* What is being asked
Report the count of lines containing the word "distribution" in these records, with no other text.

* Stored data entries
= = = = =
Issue #184, opened 2013-09-23
Problem installing fixture: Incorrect string value


chrisspen:
I tried installing django-helpdesk 0.1.11 from pypi, and running `manage.py migrate helpdesk` fails with:

```
Warning: Problem installing fixture '/usr/local/myproject/.env/local/lib/python2.7/site-packages/helpdesk/fixtures/initial_data.json': Incorrect string value: '\xD0\x97\xD0\xB0\xD1\x8F...' for column 'heading' at row 1
```

So I tried installing master with:

```
pip install -U https://github.com/rossp/django-helpdesk/archive/master.zip
```

but this also fails with:

```
Downloading/unpacking https://github.com/rossp/django-helpdesk/archive/master.zip
  Downloading master.zip (853Kb): 853Kb downloaded
  Running setup.py egg_info for package from https://github.com/rossp/django-helpdesk/archive/master.zip
    /usr/lib/python2.7/distutils/dist.py:267: UserWarning: Unknown distribution option: 'include_package_data'
      warnings.warn(msg)
    /usr/lib/python2.7/distutils/dist.py:267: UserWarning: Unknown distribution option: 'zip_safe'
      warnings.warn(msg)
    /usr/lib/python2.7/distutils/dist.py:267: UserWarning: Unknown distribution option: 'install_requires'
      warnings.warn(msg)
    usage: -c [global_opts] cmd1 [cmd1_opts] [cmd2 [cmd2_opts] ...]
       or: -c --help [cmd1 cmd2 ...]
       or: -c --help-commands
       or: -c cmd --help

    error: invalid command 'egg_info'
```

What are causing these errors? I'm using MySQL as my db backend. Please let me know if I'm doing anything incorrectly.

mrkiwi-nz:
As @chrisspen  says, utf8_general_ci is a safe choice for collation. This error will occur whenever you have created your db using a collation that can't handle the characters in the fixture.

For example these wont work; "big5", "cp-1251" 
These do work : utf8_general_ci or utf16_general_ci

If you really want to keep your current collation, and you don't mind editing the fixtures file, you can delete the russian and german email templates (lines 194 to 386) in the file emailtemplate.json
These templates contain a number of unicode characters which cause the error when trying to shove them into fields which have an incompatible database collation.

Maybe a line in the installation notes would help?

gwasser:
Added documentation to the installation notes as part of #507 so closing. Let us know if I missed anything!

Issue #95, opened 2011-12-19
Handle carbon copied addresses on tickets submitted via email


fatbox:
If a ticket submitted by email has CC'd recipients they are currently ignored. They should be added to the CC list for the Ticket that gets created.

See also GH-18. My feeling right now is that CC'd addresses should have _view only_ permissions to the tickets, but perhaps we can make it a configurable option.

gwasser:
This was implemented as part of #507 so closing. Let me know if you run into any bugs while testing!

Issue #72, opened 2011-09-24
django code in comment field does not get escaped


kotowicz:
I had a ticket where I had to post some django code. The exact comment was:
_"commented out the {% if new %} check for the forms, since we don't use this button anyway"_

When I try to submit this comment, I get a crash, because 'endif' is not found:
_TemplateSyntaxError: Unclosed tags: else, endif_

gwasser:
I confirmed this issue still exists in 0.2.0, and can potentially even be a security concern. Will take a look at a better way for template processing.

PR #507, opened 2017-04-16
Fix Few Bugs and Update Mail Handling

gwasser:
Grouped a few tasks into one PR:

Addressed #72 by basically commenting out Django tags with a simple search. Not a perfect solution, but it works since I think we really only want to give commenters the ability to access ticket/queue data, and that's it.

Addressed #184 by adding the suggested SQL to the install.rst file in docs/.

Implemented #95, which looks for CC'd addresses in the email headers, and adds them to the Ticket with view permissions. Also updated tests to handle CCs.

Also small tweak to Travis CI: Django 1.11 was released recently so might as well start testing against it! My understanding is that the Django 1.8 -> 1.11 shouldn't be a problem.


gwasser:
Hey @reduxionist thanks for the review! Completely slipped my mind that the DB doesn't enforce uniqueness, was thinking it already did somehow.

Reworked it to get a list of currently CC'd emails and compare to CCs in new email, and only add the actual no ones, to prevent duplicates. Extended the test case with some duplicate CC emails to ensure that the duplicates really are left out (they are).

gwasser:
Ok should be ready for review again. Thanks!

gwasser:
I think I get what you're saying: one of the CC'd emails could be a helpdesk staff/user and so want to make sure that user isn't duplicated in CC?

reduxionist:
Yes I think so: a staff member who is already subscribed to the ticket, because they are submitter or owner for example, should not get added as a CC just because they happen to have been CC'd on the message we're processing.

gwasser:
Thanks for the feedback again @reduxionist ! Modified get_email and its test to now detect Users when they are CC'd on emails, and add the User as a CC rather than their email only if they aren't already CC'd or the Assignee or Submitter.

gwasser:
OK It's ready for review again after some PEP-8 fixes (I should have just run it locally but I kept thinking I for sure had it :-) )

reduxionist:
It was a nice collection of bug fixes from the start, but I want to thank you explicitly for the patience and persistence you gave to bugs I only described in theory, that was some top-notch professionalism and dedication on your part Mr. @gwasser Sir! 🎖

gwasser:
Thanks @reduxionist ! Your reviews helped a lot. While I think the tests for get_email I added here were sufficient, I plan on cleaning them up and adding some more for improved coverage next in a new PR.

PR #515, opened 2017-06-02
Added 'es' email templates in JSON file

andresf01:
I had a pair of days free so I improve the email templates with translation to 'es' and I added to emailtemplate.json file.


gwasser:
Hi @andresf01 thanks for providing these translations! looks good to me except for one question, why did you add the angle brackets on line 776? (<assigned_cc></assigned_cc>). I think that will cause some problems as that template will not be accessible at run time. Please change back to just "assigned_cc" and then I'm happy to merge!

gwasser:
Nevermind @andresf01 I was able to push a quick patch to fix this. I'm guessing your text editor might have auto changed it to an xml tag?

andresf01:
Thank you @gwasser I think so.

PR #1267, opened 2025-05-14
Fix datatable default sort

uhurusurfa:
When the user clicks the "Apply Filters" button having selected a sorting column and sort order, the dataTable will render in the selected order. The ordering enacted by clicking on one of the column titles will then apply that columns ordering until the user clicks the "Apply Filters" button again at which point it will relaod the data using the selected ordering from the "Sorting" dropdown.


DavidVadnais (approved):
Great!

PR #1269, opened 2025-05-16
Fix markdown javascript injection prevention

### LINKED ISSUE #1102: get_markdown incorrectly renders text that contains both hyperlinks and parentheses
If the following sentence is entered into a ticket, it does not render correctly in the ticket.html template:

Here is some example text containing (parentheses) before a link also surrounded by parentheses (https://github.com/).

It renders as:

Here is some example text containing (//github.com/).

The missing text in bold:

Here is some example text containing (**parentheses) before a link also surrounded by parentheses (https:**//github.com/).

I've narrowed down the bug to the regex and text replacement in get_markdown(). The text renders correctly when the replacement code (lines 58-67) is commented out.
https://github.com/django-helpdesk/django-helpdesk/blob/67eb0974c7f163216ececc1d8a715a0144d0375c/helpdesk/models.py#L52-L77

uhurusurfa:
Fixes #1102 

There ended up being some fairly significant shrotcomings in the orioginal algorithm and have now added more detailed tests to reflect the capability.

### DIFF
--- a/helpdesk/models.py
+++ b/helpdesk/models.py
@@ -49,7 +49,9 @@ def get_markdown(text):
 
     # Search for markdown that creates a clickable link and remove the undesirable ones
     pattern = re.compile(r"(\[[\s\S]*?\])\(([\w]*?):([\s\S]*?)\)", flags=re.MULTILINE)
-    rerun_scheme_check = True  # Used to decide if a re-check should be done after last pass
+    rerun_scheme_check = (
+        True  # Used to decide if a re-check should be done after last pass
+    )
     while rerun_scheme_check:
         has_illegal_scheme = False
         for m in re.finditer(pattern, text):
--- a/helpdesk/models.py
+++ b/helpdesk/models.py
@@ -49,7 +49,7 @@ def get_markdown(text):
 
     # Search for markdown that creates a clickable link and remove the undesirable ones
     pattern = re.compile(r"(\[[\s\S]*?\])\(([\w]*?):([\s\S]*?)\)", flags=re.MULTILINE)
-    rerun_scheme_check = True # Used to decided to re-check the text after each parse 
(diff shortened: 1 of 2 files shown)


helpdesk/models.py
```diff
@@ -38,22 +38,29 @@ def extendMarkdown(self, md):
...
-
+    # Search for markdown that creates a clickable link and remove the undesirable ones
+    pattern = re.compile(r"(\[[\s\S]*?\])\(([\w]*?):([\s\S]*?)\)", flags=re.MULTILINE)
+    rerun_scheme_check = True  # Used to decided to re-check the text after each parse
+    while rerun_scheme_check:
+        has_illegal_scheme = False
+        for m in re.finditer(pattern, text):
+            # check if scheme is allowed
+            if m.group(2).lower() in helpdesk_settings.ALLOWED_URL_SCHEMES:
+                # Considered safe so dn't change it.
```
DavidVadnais, line 58: `dn't` --> `don't`

helpdesk/models.py
```diff
@@ -38,22 +38,29 @@ def extendMarkdown(self, md):
...
-        if scheme in helpdesk_settings.ALLOWED_URL_SCHEMES:
-            replacement = "\\1(\\2:\\3)"
-        else:
-            replacement = "\\1(\\3)"
-
-        text = re.sub(pattern, replacement, text, flags=re.IGNORECASE)
-
+    # Search for markdown that creates a clickable link and remove the undesirable ones
+    pattern = re.compile(r"(\[[\s\S]*?\])\(([\w]*?):([\s\S]*?)\)", flags=re.MULTILINE)
+    rerun_scheme_check = True  # Used to decided to re-check the text after each parse
```
DavidVadnais, line 52: `decided` --> `decide` or some better rewording

DavidVadnais (changes requested):
This makes sense to me.

PR #1270, opened 2025-05-28
Make title length in form consistent with title length in model.

kennedydane:


uhurusurfa:
> I think we need to change the ticket change model as well.
> 
>     * [class TicketChange line 1164](https://github.com/django-helpdesk/django-helpdesk/blob/main/helpdesk/models.py#L1164)

That is just the title of the field (eg Title, Description, status etc) and I cannot imagine anyone creating a title that is longer than 100 characters.

uhurusurfa (approved):
Thanks for the fix.

uhurusurfa (changes requested):
You will need to run this locally and commit the changes to get the tests working:
`make format`

uhurusurfa (approved):
👍  - thanks for the PR

PR #1272, opened 2025-05-30
CLEANUP breakup models.py 

### LINKED ISSUE #1271: Code Cleaning: Break up models.py
When reading through the models in [models.py](https://github.com/django-helpdesk/django-helpdesk/blob/main/helpdesk/models.py) it can be hard to find things. I want to break it up.

We create a models directory can have each model in its own file. 

Leave it how it is.

**Additional context**
Before doing this I just want to make sure no one prefers the mega-file solution.  Its not that important to me to do this.

DavidVadnais:
Fixes #1271


DavidVadnais:
I'm not sure this is worth it.

Benbb96 (approved):
I just comme across your PR, after writing my comment on #1271.

It seems you managed to get it right by keeping an __init__ file so it doesn't look like it's going to break something. Also, tests are passing so I think it's OK to merge it.

One drawback I just think of is that it'll be a bit harder to check git history on models (but still possible though)

PR #1278, opened 2025-06-11
Fix the issue of the sidebar toggle not working on base.html

Leggendario12:
- Add <script src="{% static 'helpdesk/js/sb-admin.js' %}"></script> to the helpdesk base.html just before the {% block helpdesk_js %} to ensure the sidebar toggle logic runs for logged-in users.

> **Note:** Including `base_js.html` both in the `<head>` *and* at the bottom of the `<body>` causes jQuery to load twice, which clobbers any plugins (e.g. the Timeline script). Ensure `base_js.html` is only included once, ideally just before

### DIFF
--- a/helpdesk/templates/helpdesk/public_base.html
+++ b/helpdesk/templates/helpdesk/public_base.html
@@ -6,10 +6,8 @@
 <html lang="en">
 
 <head>
-
     {% include 'helpdesk/base-head.html' %}
     {% block helpdesk_head %}{% endblock %}
-    {% include 'helpdesk/base_js.html' %}
 
 </head>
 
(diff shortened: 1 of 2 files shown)


uhurusurfa (changes requested):
Thanks for the fix - can you go ahead and remove the duplicate as part of this PR please?

uhurusurfa:
@Leggendario12 - can you also increment the version number to 1.6.1 in setup.py for a relase pelase

Leggendario12:
@uhurusurfa Thank you for the feedback! I’ve removed the duplicate {% include 'helpdesk/base_js.html' %} from the <head> and bumped the version to 1.6.1. Please let me know if there’s anything else.

PR #1280, opened 2025-06-17
Fix ticket ID matching across multiple queues

rachitpoudel101:
The issue was that the indentation was incorrect in your code. The block for checking other queues wasn't properly indented under the if ticket_id is None: condition, causing it to be outside the conditional block. This meant the code wasn't executing as intended when processing emails.

With this fix, the code will now properly check other queues only when no ticket ID is found in the current queue, ensuring that emails are correctly associated with existing tickets in any queue before attempting to create new tickets

Screenshot from 2025-06-17 10-20-29

### DIFF
--- a/helpdesk/email.py
+++ b/helpdesk/email.py
@@ -1096,10 +1096,11 @@ def extract_email_metadata(
     )
 
     # If no ticket ID found in the current queue, check all other queues
+    original_queue = queue  # Store the original queue in case we need to revert
     if ticket_id is None:
-        # Get all enabled queues except the current one
+        # Get all enabled queues except the current one, regardless of allow_email_submission
         other_queues = Queue.objects.exclude(id=queue.id).filter(
-            email_box_type__isnull=False, allow_email_submission=True
+            email_box_type__isnull=False
         )
         
         for other_queue in other_queues:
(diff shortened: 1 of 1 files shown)


helpdesk/email.py
```diff
@@ -1090,9 +1090,31 @@ def extract_email_metadata(
...
+    # First try to get ticket ID from the current queue's slug
     ticket_id: typing.Optional[int] = get_ticket_id_from_subject_slug(
         queue.slug, subject, logger
     )
+
+    # If no ticket ID found in the current queue, check all other queues
+    if ticket_id is None:
+        # Get all enabled queues except the current one
+        other_queues = Queue.objects.exclude(id=queue.id).filter(
+            email_box_type__isnull=False, allow_email_submission=True
```
mdesco-crgl, line 1102: A queue may accept email replies from a mailbox but not submissions. 
```suggestion
            email_box_type__isnull=False
```

rachitpoudel101: The changes allow matching ticket IDs across all queues with email configured, regardless of their 'allow_email_submission' setting. This is critical because a queue may need to accept email replies to existing tickets even if it doesn't accept new ticket submissions via email.

By storing the original queue and reverting back to it when no existing ticket is found, we ensure new tickets are always created in the appropriate receiving queue while still allowing updates to existing tickets in any queue.

This addresses the common workflow where certain queues only accept updates to existing tickets but not new submissions.

uhurusurfa (commented):
If you have the time, would you mind adding a unit test for extracting the ticket Id from the subject?
If not let me know and I will approve this PR and add one when I have the time before releasing.

uhurusurfa:
Fixed in new PR #1284

PR #1282, opened 2025-06-19
Fix due_date being overwritten by ticket update shortcuts

### LINKED ISSUE #1281: Taking a ticket resets due date
**Describe the bug**
When a ticket is "taken" (assigned to shortcut), the update_ticket method only populates a few attributes from the template context. This causes the "Due date" to be reset to None.

**To Reproduce**
1. Go to a ticket with a due date
2. Click on the "Take" button
3. Scroll down to the resultant follow-up
4. See that due date was reset.

**Expected behavior**
All existing attributes should be preserved. Only the ticket owner should get updated.

Version: 1.3.0

**Additional context**

The route for the Take update is here: https://github.com/django-helpdesk/django-helpdesk/blob/main/helpdesk/views/staff.py#L406

The context for the ticket is pulled from here: https://github.com/django-helpdesk/django-helpdesk/blob/main/helpdesk/update_ticket.py#L207

Due date can only be `None` here as it it passed from the function params: https://github.com/django-helpdesk/django-helpdesk/blob/main/helpdesk/update_ticket.py#L312

mdesco-crgl:
resolves #1281

This implementation is safe because [updating the ticket from the form](https://github.com/django-helpdesk/django-helpdesk/blob/main/helpdesk/views/staff.py#L671) already cleans the due_date from the form. When due_date is None, it will be set to the existing ticket.due_date anyways.

### DIFF
--- a/helpdesk/update_ticket.py
+++ b/helpdesk/update_ticket.py
@@ -309,7 +309,7 @@ def update_ticket(
         )
         ticket.queue_id = queue
 
-    if due_date != ticket.due_date:
+    if due_date and due_date != ticket.due_date:
         f.ticketchange_set.create(
             field=_("Due on"),
             old_value=ticket.due_date,


uhurusurfa (approved):
Thanks for the fix 🚀

PR #1285, opened 2025-07-08
Add custom sorting in get_datatable_context

ezra-varady:
Because the columns are hard coded sorting the datatable on anything other than the hard coded columns doesn't work. This is a nominal patch implementing the feature I need. I'm not familiar enough with the surrounding code to tell if this is the correct call site to implement this feature so I'm making this a draft. I believe it maintains the API though.


DavidVadnais:
Hello,

You're not passing ruff.  Can you update this merge to pass lint?

uhurusurfa:
I will review when the PR is changed from WIP to ready for review. Fundamentally looks correct.

uhurusurfa (approved):
🚀 - thanks for the enhancment

Issue #1286, opened 2025-07-15
Cannot add comment to ticket with custom fields


tissieres:
**Describe the bug**
Following the PR #1256, we cannot add a comment to an opened ticket with custom fields. The request is POSTed to view `staff.update_ticket_view`, which redirects to CBV `UpdateTicketView`. This CBV uses `TicketForm` to validate the data submitted. The `form_valid` method is never triggered and adding a `form_invalid` method helped me to understand that the `TicketForm` expects all the custom fields and the `queue` fields while this update sends `comment` and other fields. 

**To Reproduce**
1. Click on an opened ticket with custom fields
2. Enter text in the 'comment' textarea at the bottom and submit the form.
3. Comment is not added and the ticket is displayed again with this comment.

**Expected behavior**
The comment and/or attachment is added to the ticket and the following expected actions are performed (e.g. sending an email to the customer). 

**Additional context**
Tested on version 1.5.1 and 1.6.1.

uhurusurfa:
The bug has actually existed since some of the earliest versions and relates specifically to custom fields that are marked as required.
Since the custom fields are hidden by default when the view renders, if someone adds a required custom field after the ticket has been created, they would have to click the "Change Further Details" button to see the error message and update the new required field.
To solve this problem ( PR #1249 ) , when the user clicks on the "Update This Ticket" button, javascript automaitcally clicks the "Change Further Details" button so that if an error is found in the "hidden" fields it will be visible to the user but if no errors are found then the screen will simply update as expected.

tissieres:
I tested your PR #1287 on my project, but the form is still invalid in the `UpdateTicketView` even if all custom fields were already filled in for this ticket. 

The fields submitted when I add a comment are: `comment`, `new_status`, `public`, `time_spent`, `title`, `owner`, `priority`, `due_date`, `attachment` and the CSRF token.

The form errors show that all custom fields set as mandatory as well as `queue` are still missing.

uhurusurfa:
You will have to provide more infirmation on your setup as I cannot replicate your issue.

This is the POST from the browser and you can see all the fields including "Queue" in green and custom fields "Foo Bar" (custom_foo_bar) and "Boo Baa" (custom_boo) highlighted in red along with all the other expected fields being submitted in the POST:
= = = = =
* Answer box
3